Primary gas recovery for a volumetric reservoir ends when the reservoir pressure declines below the value required to flow gas to the surface at the sales line pressure. Secondary gas recovery techniques can then be employed to increase the recovery, once they are economically viable. The most common of these techniques is gas compression; but another feasible technique, which is rarely ever explored, is water injection. This paper evaluates the incremental benefit of water injection in a conventional gas reservoir when compared to gas compression.
This was achieved through analytical simulation of a retrograde gas-condensate reservoir located in the Columbus Basin off the south-east coast of Trinidad. The techniques which were applied here have been historically used in the waterflooding of oil reservoirs, and were tailored in this novel case for the use in gas reservoirs.

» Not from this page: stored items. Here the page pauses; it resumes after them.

PR #440, opened 2017-03-28
INFRA-1778 validate text input for branch.banner()

yntema:
A simple validation to make sure users aren't injecting html into the text fields


rubinsingh:
👍

PR #441, opened 2017-03-29
WEBSDK-40 - Exit whiteListJourneysLanguageData if data is null or undefined

yntema:
We were seeing errors on a partners site. When data is null, we were trying to execute Object.keys on it. This change exits early if data is null or undefined.


rubinsingh:
👍

PR #739, opened 2020-07-22
[minor] - INTENG-9671 -  Journeys Additional Margin Getting Added for Single Page App

jwangler-branch:
What's done?

- Added the variable `exitAnimationIsRunning` which indicates the run state of the exit animation. 

Why? 

If you display a journey the `body.style.marginTop` or `maringBottom` will be calculated. If the closing animation and the journey display function are running at the same time, it generates a kind of offset to that margins.

image

 That only happens if the host application executes `window.branch.closeJourney(callback);` and does a route change at the same time.

 For more details feel free to have a look a the Jira or ask me any time.


src/journeys_utils.js
```diff
@@ -894,7 +901,9 @@ journeys_utils.animateBannerExit = function(banner, dismissedJourneyProgrammatic
 		if (!dismissedJourneyProgrammatically) {
 			journeys_utils.branch._publishEvent('branch_internal_event_didCloseJourney', journeys_utils.journeyLinkData);
 		}
+
 		journeys_utils.isJourneyDisplayed = false;
+		setTimeout(function(){ journeys_utils.exitAnimationIsRunning = false; }, journeys_utils.animationSpeed )
```
jdee, line 906: Curious why this uses setTimeout when this is already inside a setTimeout. Seems like you could just assign the variable here.

jwangler-branch: This is the problem itself. I use a timeout because we using and CSS animation to adjust the margins. This animation has to be finished. Unfortunately, this happens after the code block is processed. Therefore I have to use this timeout 👍

PR #742, opened 2020-07-27
Add tests for utils.delay()

jdee:
These can be run in a browser by opening `test/test.html`. The suite tends to do best in Firefox.


jdee:
Also verified these pass on Windows in Microsoft Edge.

PR #744, opened 2020-08-05
[DASH-3022] - Change $journeys_cta to use original URL rather than Branch link

jwangler-branch:
What's done?

- if you set in `setBranchViewData` the variable $journeys_cta the branch link will be replaced by the variable URL. 

How to test?

If you sell `setBranchViewData({"$journeys_cta": "http://my.own.link"})` you should navigated to the target by clicking the banner.


jwangler-branch:
@jdee I added some unit tests

PR #746, opened 2020-08-06
[CORE-1134] Stop calling /_r in WKWebView on iOS

jdee:
This extends the handling for Safari 11+ to WKWebView on iOS.


jdee:
There's another call to `isSafari11OrGreater` here: https://github.com/BranchMetrics/web-branch-deep-linking-attribution/blob/master/src/3_api.js#L223. I would guess that also needs to change. Not entirely sure of the logic yet.

jwangler-branch:
> e's another call to `isSafari11OrGre`

I do not really sure what this call is doing

PR #750, opened 2020-08-11
Comment out broken/unused slack notification

jdee:
This was going to the archived #web-sdk channel anyway. It's the last thing that happens in the script, so failure is benign. We can restore this at need.


aaaronlopez:
👍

The reservoir evaluated is a faulted sandstone formation of good quality that is divided into two hydrocarbon bearing segments. In one of the segments, production ended due to a decline in the reservoir pressure, indicating the end of primary gas recovery. Both reservoir and well modelling were done using the IPM Suite. In this paper, the scope was narrowed to focus on the application of analytical simulation as a means of quickly screening various production scenarios. Simple economic evaluations were done using the University's methodology and current economic metrics, with the operational and capital expenditures derived from offshore projects by operator companies within Trinidad.
The findings showed that while gas compression generated significantly higher internal rates of return, water injection provided similar net cash flows. Unlike gas compression, which improves the recovery by allowing the reservoir to produce at a lower tubing head pressure than the sales line pressure; water injection increases the reservoir pressure by filling the voidage space created as a result of the depletion process. Thus, the feasibility of water injection is dictated largely by the volume of water which is required, since gas is highly compressible.
The primary value of water injection as a secondary gas recovery technique stems from the use of high water rates from nearby producing wells under aquifer drive, which would otherwise be shut-in. The technique can also be managed as a water disposal option for adjacent fields, thus reducing company expenditure on treating the produced water from the wells mentioned above.